The Extra is a Genius!? Chapter 5: The Capital and the Quiet
Previously on The Extra is a Genius!?...
Under a sky shrouded in dreary gray, the road extended without end.
Noel perched on the carriage seat, the reins hanging loosely in his grip. The horses advanced at a consistent trot, their hooves tapping out a steady beat on the compacted ground. Chilly morning fog enveloped the bordering trees, dense and unyielding, as though it hesitated to dissolve.
A basket rested next to him.
Bread bundled up. Meat cut into slices. Fruit preserved by drying. A canteen brimming with water.
All of it ignored.
He had prepared it meticulously prior to departing the site the day before. Supplies befitting the elite. The sort reserved for nobility. The variety he had once yearned to possess.

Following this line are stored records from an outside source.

PR #3062, opened 2024-10-10
[DO NOT MERGE] Arm64 new sku testing Standard_D4ps_v6

pjohnst5:
This is just to test a new sku coming out in azure (arm64) : Standard_D4ps_v6

We're just making sure we understand what fails/succeeds, as this is going GA soon


jpayne3506:
@pjohnst5 we test arm64 skus on CNI Release Test also it is a little bit more through/intense. Perhaps test it on there as well? 😃

PR #3064, opened 2024-10-10
Changing CNS IPAM to allow for dualstack based on Family type

rjdenney:
**Reason for Change**:

This change allows us to have dualstack vnet block clusters using only one NC while still allowing for dualstack overlay clusters with two NCs.

Adds an IP family type that is added to an NC during reconciling. This IP family type is then check across all NCs in ipam to ensure that we hand out the appropriate number of IPs.

**Issue Fixed**:

**Requirements**:

- [ ] includes documentation
- [ ] adds unit tests

**Notes**:


timraymond:
Please mark this as draft if you don't intend to merge it yet

PR #3065, opened 2024-10-10
ci: add wait before adding windows nodepool if cluster is in updating state

QxBytes:
**Reason for Change**:

If a windows nodepool is added to a newly created aks cluster, the aks cluster may be in "Updating" state, causing the job to fail. This PR adds a check to see if the cluster is in updating state and sleeps until the cluster is no longer in the updating state. Also refactors adding windows nodepool into a common template and adds a check if the windows nodepool is already created (so we don't error if the nodepool is already added).

**Issue Fixed**:

**Requirements**:

- [ ] includes documentation
- [ ] adds unit tests

**Notes**:
On detecting updating state, we wait, see line 54:
https://msazure.visualstudio.com/One/_build/results?buildId=105433502&view=logs&j=66af8358-44a8-5a80-90ff-77e03c31665a&t=8f8dc4ee-a8ef-5fc9-ab65-cc330785c488
When not detecting updating state, we proceed:
https://msazure.visualstudio.com/One/_build/results?buildId=105437613&view=logs&s=46b305b8-7ec3-51e0-83b8-e4b201974b98&j=66af8358-44a8-5a80-90ff-77e03c31665a

### DIFF
--- a/.pipelines/templates/add-windows-nodepool-job.yaml
+++ b/.pipelines/templates/add-windows-nodepool-job.yaml
@@ -13,6 +13,7 @@ jobs:
     demands:
     - agent.os -equals Linux
     - Role -equals $(CUSTOM_E2E_ROLE)
+  timeoutInMinutes: 30
   steps:
     - task: AzureCLI@2
       inputs:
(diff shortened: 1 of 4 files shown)


.pipelines/templates/add-windows-nodepool-job.yaml
```diff
@@ -0,0 +1,62 @@
...
+              --name "${{ parameters.clusterName }}" \
+              --resource-group "${{ parameters.clusterName }}" \
+              --query provisioningState)
+              
+              if echo "$cluster_state" | grep -q "Updating"; then
+                echo "Cluster is updating. Sleeping for 30 seconds..."
+                sleep 30
+              else
+                break
+              fi
```
jpayne3506, line 48: We should output `$cluster_state` once we are complete with the loop. The current way the logic is setup is only capturing if the state is of `Updating*`. In the future we may want to capture other states and it would be nice to know which one just by looking at the logs.

jpayne3506 (commented):
Thanks for templatizing this 😄

jpayne3506 (approved):

PR #3069, opened 2024-10-14
test: add uts for cni add function

QxBytes:
**Reason for Change**:

Adds unit tests to test that endpoint info struct creation is as expected based on args, cns/ipam invoker response, and network configuration for the following scenarios:
- swiftv2 linux ipam response (infra + delegated) -> endpoint info
- swiftv2 windows ipam response (infra + delegated) -> endpoint info
- swiftv1 windows multitenancy dual nic ipam response  (infra + infra) -> endpoint info
- swiftv1 linux multitenancy (infra) ipam response -> endpoint info

Each scenario tests the `Add` method from ipam response until we call an `EndpointCreate`, given args, ipam response, and network configuration and ensure the endpoint info struct generated _exactly matches_ what is expected (so all fields are checked) **except** for the interface name and endpoint id as they are nondeterministic identifiers generated during runtime.

Adds a check to ensure each endpoint info's Option and Data fields are separate.
Adds a check to ensure swiftv2 linux's endpoint info interface name is overwritten with the correct interface name.

**Issue Fixed**:

**Requirements**:

- [ ] includes documentation
- [X] adds unit tests

**Notes**:
This does not add tests for swiftv2 ib. It also does not explicitly add tests for swiftv1 non multitenancy scenarios as they are mostly covered by the multitenancy ones (singletenancy is just a single ipam response). This does not test anything that happens inside `EndpointCreate`.

### DIFF
--- a/cni/network/network_linux_test.go
+++ b/cni/network/network_linux_test.go
@@ -5,7 +5,6 @@ package network
 
 import (
 	"fmt"
-	"log"
 	"net"
 	"regexp"
 	"testing"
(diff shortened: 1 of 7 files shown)


cni/network/network_linux_test.go
```diff
@@ -160,3 +168,387 @@ func TestAddSnatForDns(t *testing.T) {
...
+					}
+					// save the endpoint id before removing it
+					epID = endpointInfo.EndpointID
+					require.Regexp(t, regexp.MustCompile(wantedEndpointEntry.epIDRegex), epID)
+
+					// omit endpoint id and ifname fields as they are nondeterministic
+					endpointInfo.EndpointID = ""
+					endpointInfo.IfName = ""
+
+					require.Equal(t, wantedEndpointEntry.epInfo, endpointInfo)
```
jpayne3506, line 526: Why do we compare twice? Why do we omit these fields and then compare?

QxBytes: The tt.match is to identify which item in the map we are looking at, so that we compare the full endpoint info struct to the correct item in the map. The map ordering is nondeterministic.

We omit the endpoint id and interface name because they are based on which interface info is processed first in the map, and what interface info is processed first is nondeterministic since it is a map.

jpayne3506 (approved):

paulyufan2 (approved):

Yet whenever his gaze fell upon the provisions, nausea surged upward in his throat.
His gut twisted at the recollection.
Earth drenched in blood. Flesh ripped apart. Eyes staring blankly in demise.
The stench of metal and decay lingered in his nostrils, persistent despite his frantic efforts to wash it off.
He fixed his stare ahead, teeth grinding together.
'You killed them. You had to. But that doesn't mean it didn't happen.'
His grip intensified on the reins.
The horses remained indifferent. The path showed no concern.
Silence dragged onward, kilometer by kilometer.
And Noel uttered not a syllable.
Not toward the surroundings.
Not inward to his own thoughts.
It was shortly after noon when the canopy of trees started to sparse out.
The woodland receded, unveiling broad, sweeping hills. From the peak of the upcoming rise, Noel at last glimpsed it.
Valeria.
His breath hitched abruptly.
The empire's heart sprawled across the skyline like a dream plucked from myth. Its white stone walls towered imposingly and intact, surpassing the height of any fortress from his past existence or this one. Distant golden pinnacles shimmered, stabbing through the clouds as if sewing the heavens.
Vast banners in rich red and royal gold draped from the turrets—each bearing the imperial phoenix emblem, wings unfurled in perpetual blaze.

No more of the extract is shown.